◆ PROBLEM TO SOLVE
Find the string "UseractionEmailDetails" in the listing and report every line that has it.
========
PR #3924, opened 2025-06-11
Change: Adds Organization on Projects

CGoodwin90:
# General Checklist

Adds a new resolver, `getOrganizationByProject`, to fetch basic organization metadata associated with a project. 

Required for UI PR: https://github.com/uselagoon/lagoon-ui/pull/326


services/api/src/typeDefs.js
```diff
@@ -1074,6 +1078,12 @@ const typeDefs = gql`
     envVariables: [EnvKeyValue]
   }
 
+  type OrganizationMetaData {
```
shreddedbacon: I know that the ID is already retrievable under the `organization` field, but it should also be in this too. Just so if we in the future decide to deprecate or remove the old field, the ID is still retrievable

services/api/src/resources/organization/resolvers.ts
```diff
@@ -358,6 +358,20 @@ export const getProjectsByOrganizationId: ResolverFn = async (
...
+  args,
+  { sqlClientPool }
+) => {
+
+  if (!project || !project.organization) {
+    return null
+  }
+
+  const organisationData = await query(sqlClientPool, Sql.selectOrganizationMetaData(project.organization));
+  return organisationData[0];
```
shreddedbacon:
```suggestion
  const organizationData = await query(sqlClientPool, Sql.selectOrganizationMetaData(project.organization));
  return organizationData[0];
```

s -> z

services/api/src/resolvers.js
```diff
@@ -423,6 +424,7 @@ const resolvers = {
     groups: getGroupsByProjectId,
     privateKey: getPrivateKey,
     publicKey: getProjectDeployKey,
+    organizationMetaData: getMinimalOrganizationByProject,
```
shreddedbacon: Seeing it as `organizationMetaData` now just feels off to me. It is a bit of a bummer that `organization` is used :hide-the-pain:

I wonder if `organizationData` is maybe better, since it isn't really "metadata" we're retrieving. Thoughts?

shreddedbacon (changes requested):

services/api/src/resolvers.js
tobybellwood: I also think (and it was probably me that suggested it :see_no_evil: ) that `organizationMetaData` isn't the right term - if we run with a broader concept of attaching metadata to projects/environments/services - then it should extend to orgs too - so this would be confusing. I think `organizationData` is probably closer (or `organizationDetails`)

shreddedbacon: `organizationDetails` sounds good

bomoko: yeah, it's more like an organization summary, or stub. It's not actually metadata at all.

CGoodwin90: Yep I like `organizationDetails` better. Or even `organizationSummary`?

services/api/src/typeDefs.js
```diff
@@ -606,6 +606,10 @@ const typeDefs = gql`
     """
     organization: Int
     """
+    MetaData of organization
+    """
+    organizationMetaData: OrganizationMetaData
```
shreddedbacon: Blaize and I had a chat, we think this should change to return the full `Organization` type, effectively removing the need for this new type.

Then in the `getMinimalOrganizationByProject` resolver, add a check that will check if any other fields than the following are requested, then a `hasPermission` check against the organization id would be performed.

Here is an example of how to check if a field was requested https://github.com/uselagoon/lagoon/blob/v2.25.0/services/api/src/resources/env-variables/resolvers.ts#L100

So effectively you would do something like this in the resolver
```
if fields notin id, name, friendlyName, description {
  hasPermission
end
```

services/api/src/resources/organization/resolvers.ts
```diff
@@ -358,6 +358,33 @@ export const getProjectsByOrganizationId: ResolverFn = async (
...
+
+  const extraFields = requestsExtraFields(info, ['id', 'name', 'friendlyName', 'description']);
+
+  let orgQuery = Sql.selectOrganizationDetails(project.organization);
+
+  if (extraFields) {
+    await hasPermission('organization', 'view', {
+      organization: project.organization,
+    });
+    orgQuery = Sql.selectOrganization(project.organization);
```
shreddedbacon: This shouldn't be required. If a user without permission tries to request the extra fields, they'll get a permission denied and no data will be returned from the previous select on line 374

shreddedbacon: We might want to rethink description as well, so for now I think remove it so its only id and name/friendlyname.

We can re-evaluate description at a later period.

services/api/src/resources/organization/resolvers.ts
```diff
@@ -358,6 +358,30 @@ export const getProjectsByOrganizationId: ResolverFn = async (
   return rows;
 };
 
+export const getOrganizationByProject: ResolverFn = async (
```
shreddedbacon, line 363: I'd just add a comment to this that this resolver should only ever be called by another resolver that has done a permission check on the project first.

shreddedbacon (approved):

PR #3925, opened 2025-06-16
fix: task should fail if the upload of files to the Lagoon API fails

seanhamlin:
# General Checklist

# Description

At the moment, if the file upload to the Lagoon API fails (e.g. HTTP 502) then the next command `rm` succeeds, and thus the task gets a `success` status applied, even though it failed.

By moving to `&&` this will prevent the `rm` from running, and `exit 1` will be seen, and thus the task should appear as failed.

We also need to ensure that `curl` responds with a non-zero exit code, hence adding `--fail-with-body`, this flag was added in 2021 - see https://daniel.haxx.se/blog/2021/02/11/curl-fail-with-body/


shreddedbacon:
Just rebasing to get other fixes for the tests to run

shreddedbacon (approved):
All good for me. Noting that if the task did fail at the upload stage and the `rm -rf $file` was not executed, when the task pod is removed, the temporary filesystem it used would also be removed. This effectively means the `rm` operation is redundant.

PR #3934, opened 2025-06-25
Revert "Update: AWS SDK v3 update"

bomoko:
Reverts uselagoon/lagoon#3927

While the AWS SDK v3 upgrade _mostly_ worked, this seems to have introduced an error with s3 download links, which, when clicked, are responding as such

image


bomoko:
In order to release, let's actually revert the work - and then follow up with an upgrade on the very next release.

CGoodwin90 (approved):

Issue #3939, opened 2025-06-30
Caching issue when you edit your name, not being reflected in the group membership UI


seanhamlin:
# Describe the bug

When you update your name using Lagoon CLI or Keycloak, this is not immediately reflected in the UI when looking at lists of users (e.g. group membership within an organization).

## To Reproduce

1. Update your name `lagoon update user -E sean.hamlin@amazee.io -C sean.hamlin@amazee.io --first-name 'Sean 2'`
2. Visit a group that you are a member of
3. Notice the name is not changed

## Expected behavior

Cache is evicted when no longer accurate.

## Workaround

Edit the group membership for a user, make no changes, just click save. Seems to do the required purging.

jackwrfuller:
I believe this is an issue with the redis cache of group membership not being invalidated when updating user information via the API or Keycloak.

In particular, when getting group membership information, I believe the cache `cache:keycloak:group-members:${group.id}` is polled. However, this is not deleted when the `updateUser` mutation is called via the API. My PR #3941 addresses this.

This appears to solve the issue when user information is updated via the API (e.g lagoon-cli). However, it does not fix the issue when user information is edited directly in keycloak. This is because (I believe) the API isn't aware of most events happening inside keycloak.

I think there are two potential solutions to this. The first is to create an event-listener within keycloak that listens for changes to user info, and tells the API about the event when it happens. I'm not excited by this option, since it would require a fair amount of work and there are probably security concerns.

Alternatively, let us think: what is the use-case of updating user info from within keycloak? The only one I can see is the `Your Account` page in the UI, which doesnt exist but instead redirects the user to keycloak. It seems to me that it would be easier to just create a `Your Account` in the UI which calls the `updateUser` mutation, thus avoiding working within keycloak entirely. 

I might have a go at this, unless there are objections.

jackwrfuller:
I've had a go at a simple 'Your Account' page, see the PR linked above. AFAIK there should be no reason for a user to need to edit their details within Keycloak now?

PR #3941, opened 2025-07-02
fix: invalidate group membership cache on user update

jackwrfuller:
# General Checklist

# Description

Addresses #3939.

When user information is updating via `updateUser` mutation, the redis caches that contain the user's information are not invalidated, and therefore contain out of date information.

This PR ensures that whenever user information is updated via this mutation, the correct caches are invalidated (i.e deleted).


shreddedbacon (approved):
This works as expected when using the `updateUser` mutation.

As [you've found in the UI](https://github.com/uselagoon/lagoon-ui/pull/331) the `your account` page leads to keycloak, and if a user were to update their details there, this would not be captured by this resolver. That is an issue we need to figure out in more detail, but for now this change in isolation is a good starting point.

PR #3944, opened 2025-07-07
fix: add typename to field check to resolve permission error

shreddedbacon:
# General Checklist

# Database Migrations

# Description

Fixes an issue with the extra field check to include `__typename` in the included fields to fix permission error for non-organization owners

This can be verified in a `k3d/local-stack` using the `orguser` account to view the project overview page. With this patch in place the page loads, without there is a permission denied error.

### DIFF
--- a/services/api/src/resources/organization/resolvers.ts
+++ b/services/api/src/resources/organization/resolvers.ts
@@ -371,8 +371,7 @@ export const getOrganizationByProject: ResolverFn = async (
     return null
   }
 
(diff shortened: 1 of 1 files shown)


bomoko:
Hi @shreddedbacon
Thanks!

Okay - so when I actually click the link as the `orguser` user taking me through to the organization, I get an error, presumably the user doesn't have permissions to view the organization.

bomoko (approved):
This does fix the problem, but it introduces a new problem in the UI we need to address (described in comments)

As it goes, though, this does what it says on the box.

PR #3945, opened 2025-07-08
refactor: Better logs2notification templates

bomoko:
## New Functionality

This PR takes the work done in https://github.com/uselagoon/lagoon/pull/3920 and extends it, allowing the user to supply an email template via a cli argument and env var

Passing an email template is simply a case of starting logs2Notifications with either

* `--email-template-file=/file/on/disk.gotmpl`
* env var `EMAIL_TEMPLATE_FILE` set to the absolute path of the go-template

Futhermore, the service now requires the existence of two default template files
* `templates/defaultlogo.b64`  - a base64 encoded logo for the emails
* `templates/mail.gotmpl` - which houses the actual template for the mail system 

## Additionally

We introduce a few changes
* Better handling of the base template and base64 encoded image (loading from file)
* Email notifications now use the same mechanism as the user action notifications


services/logs2notifications/internal/handler/templates/files/defaultTemplateImageBase64.txt
shreddedbacon, line 1: Minor thing, could we rename this something simpler like `default_logo.b64`?

services/logs2notifications/internal/handler/templates/userinteraction_event_mail.gotmpl
shreddedbacon, line 1: For readability, could you run this through a formatter like https://webformatter.com/html?

services/logs2notifications/internal/handler/useraction_events.go
```diff
@@ -261,7 +267,8 @@ func (h *Messaging) addAdminToOrganization(valuesStruct UseractionEmailDetails)
   If you have any questions or need assistance, please contact your organization manager.
 </p>
 `
-	mainHTML, err := templateGenerator(content, valuesStruct, h.EmailBase64Logo)
+	templateGenerator := NewTemplateDataGenerator(content, h.EmailTemplate, h.EmailBase64Logo)
+	mainHTML, err := templateGenerator.Generate(valuesStruct) //templateGenerator(content, valuesStruct, h.EmailBase64Logo)
```
shreddedbacon:
```suggestion
	mainHTML, err := templateGenerator.Generate(valuesStruct)
```

services/logs2notifications/internal/handler/useraction_events.go
```diff
@@ -205,7 +208,9 @@ func (h *Messaging) addPlatformRoleToUser(valuesStruct UseractionEmailDetails) e
 </p>
 `
 
-	mainHTML, err := templateGenerator(content, valuesStruct, h.EmailBase64Logo)
+	//mainHTML, err := templateGenerator(content, valuesStruct, h.EmailBase64Logo)
```
shreddedbacon: Guessing not required now?

shreddedbacon (changes requested):
All good for me. Few things.

But the main one as discussed was having the file default change so that it can be overridden easily via configmap only mounting, rather than having to also set the env var.

shreddedbacon (approved):
Nice, way better looking than the previous templates.

Will need follow up work to add configmap support to the charts for overriding the files. Would be nice to have that prior to the release, but not required as the logo variable can at least be used if the logo is needing to be changed.

PR #3957, opened 2025-07-25
tests: pin ansible version to 2.18.6

shreddedbacon:
Ansible 2.19.0 has a lot of breaking changes that requires considerable refactoring of our test suite to work - https://github.com/ansible/ansible/blob/v2.19.0/changelogs/CHANGELOG-v2.19.rst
========
◆ RESULT BELOW
@@ -261,7 +267,8 @@ func (h *Messaging) addAdminToOrganization(valuesStruct UseractionEmailDetails)
@@ -205,7 +208,9 @@ func (h *Messaging) addPlatformRoleToUser(valuesStruct UseractionEmailDetails) e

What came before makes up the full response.